WST's exclusive daily SIA show coverage includes an analysis of the show's opening general session, which featured Fidelity's Steven Elterich and Ameritrade's Joe Ricketts.

Individual investors have gotten a taste of the power of online investing, and they want more...much more.

Speaking at the SIA Technology Management Conference's opening general session, Steven Elterich, president of Fidelity eBusiness, could not stress enough that online financial services need to offer individual investors complete and total account aggregation. Elterich pointed out that aggregation goes far beyond just collecting market data from various sources, but will come to mean aggregating accounts from within a large enterprise and then from outside the enterprise.

Firms have dealt with aggregating market data, news and information, and they have embarked upon aggregating client information that resides in the organization's various business units. Beyond that, financial services companies will have to reach outside the organization, bringing in client account data that resides at other companies. The key is to provide the customer with a one-stop-shopping experience.

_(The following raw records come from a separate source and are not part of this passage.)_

PR #188, opened 2020-11-05
updates fields in test vectors

armfazh:
I finally get reproducible test vectors, I suspect that the cause was grouping the suites in a set versus in a list.
Merge after #187

### DIFF
--- a/draft-irtf-cfrg-voprf.md
+++ b/draft-irtf-cfrg-voprf.md
@@ -702,13 +702,11 @@ def GenerateProof(skS, pkS, blindToken, element)
 ##### Batching inputs
 
 Unlike other functions, `ComputeComposites` takes lists of inputs,
-rather than a single input. This allows to produce a combined proof
-in `GenerateProof` for a batch of elements.
-(In the pseudocode above, the single inputs `blindToken`
-and `element` passed as one-item lists to `ComputeComposites`).
-Applications can take advantage of this functionality by invoking
-`GenerateProof` on batches of inputs and producing a `BatchedEvaluation`
-structure as the output of `Evaluate`.
+rather than a single input. Applications can take advantage of this
+functionality by invoking `GenerateProof` on batches of inputs to
+produce a combined, constant-size proof. (In the pseudocode above,
+the single inputs `blindToken` and `element` are passed as one-item
+lists to `ComputeComposites`.)
 
 ##### Fresh randomness
 
--- a/draft-irtf-cfrg-voprf.md
+++ b/draft-irtf-cfrg-voprf.md
@@ -702,17 +702,13 @@ def GenerateProof(skS, pkS, blindToken, element)
 ##### Batching inputs
 
 Unlike other functions, `ComputeComposites` takes lists of inputs,
-rather than a single input. It is optimized to produce a constant-size
-output. This functionality lets applications batch inputs together to
-produce a constant-size proofs from `GenerateProof`. Applications can
-take advantage of this functionality by invoking `GenerateProof` on
-batches of inputs. (Notice that in the pseudocode above, the single
-inputs `blindToken` and `element` are translated into lists before
-invoking `ComputeComposites`. A batched `GenerateProof` variant would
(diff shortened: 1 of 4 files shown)


claucece:
Oh nice! Thank you! Can you also delete the check for ristretto or decaf on the test file?

draft-irtf-cfrg-voprf.md
```diff
@@ -1195,7 +1203,7 @@ in {{!I-D.irtf-cfrg-hash-to-curve}} when instantiating the function.
 
 ## Timing Leaks
 
-To ensure no information is leaked during protocol execution, all
+To prevent no information is leaked during protocol execution, all
```
chris-wood, line 1206:
```suggestion
To ensure no information is leaked during protocol execution, all
```

draft-irtf-cfrg-voprf.md
```diff
@@ -702,17 +702,13 @@ def GenerateProof(skS, pkS, blindToken, element)
...
-
-Note that using batched inputs creates a `BatchedEvaluation` object as
-the output of `Evaluate`.
+rather than a single input. This allows to produce a combined proof
+in `GenerateProof` for a batch of elements.
+(In the pseudocode above, the single inputs `blindToken`
+and `element` passed as one-item lists to `ComputeComposites`).
+Applications can take advantage of this functionality by invoking
+`GenerateProof` on batches of inputs and producing a `BatchedEvaluation`
+structure as the output of `Evaluate`.
```
chris-wood, line 711:
```suggestion
rather than a single input. Applications can take advantage of this
functionality by invoking `GenerateProof` on batches of inputs to 
produce a combined, constant-size proof. (In the pseudocode above, 
the single inputs `blindToken` and `element` passed as one-item lists 
to `ComputeComposites`.) 
```

draft-irtf-cfrg-voprf.md
```diff
@@ -723,6 +719,11 @@ used.
 
 #### ComputeComposites
 
+The definition of `ComputeComposites` is given below. This function is
```
chris-wood, line 722: Can we refactor this function so that it doesn't have a reference to `self` internally? It's sort of awkward as-is.

poc/test_oprf.sage
```diff
@@ -76,29 +92,25 @@ class Protocol(object):
...
     for suite in oprf_ciphersuites:
-        skS, pkS = KeyGen(suite)
-        server, pkS = SetupVerifiableServer(suite, skS, pkS)
-        client = SetupVerifiableClient(suite, pkS)
-        protocol = Protocol()
-        vectors["Verifiable" + suite.name] = protocol.run(client, server, "test information")
+        for mode in [mode_base, mode_verifiable]:
+            protocol = Protocol(suite, mode)
+            vector = protocol.run()
+            vectors += [ vector ]
```
chris-wood, line 113:
```suggestion
            vectors.append(protocol.run())
```

chris-wood (changes requested):
I quite like the change, but I think it needs to be reformatted for clarity. Also, as @claucece suggests, can we remove the special case ristretto255/decaf448 changes from the test file?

"This is gut-wrenching for many companies," Elterich said referring to the idea that firms will have to partner sometimes with quasi-competitors. "You need to partner. We have 30 content partnerships and we see that doubling over the next year."

Account aggregation leads to numerous other issues. First off, the company needs to contend with the strain on speed that an increasing amount of content will place on its Web site. The company must also more closely scrutinize the manner in which their e-company is set up: is each individual business unit responsible for their own initiatives, or does the company charge one group with overseeing a coordinated development?

Firms must also focus on the adoption of increasingly complex online tools. "Tools are very important to the user's experience," Elterich explained. "You need to give them full financial planning, the ability to do good portfolio management."

As a sign of the times, Joe Ricketts, chairman of Ameritrade Holding Corp, who also spoke in the opening session, pointed to OnMoney.com, which portends to give investors just those tools, automating a good portion of the investing process. Ricketts says that OnMoney will eventually link to any number of brokers - not just Ameritrade. Users will set pre-defined investment parameters, such as sell a certain number of shares of stock XYZ when it hits $80. When that limit is reached, OnMoney will link to the broker and transact without the intervention of the individual.

Separately, both Ricketts and Elterich declared that 24-hour trading days are inevitable. "Today we do about 500/600 trades a day in the after-hours, and we expect that to continue to grow," Ricketts said. "You can't disassociate London from New York...As the rest of the world gravitates together, markets will just get bigger and bigger."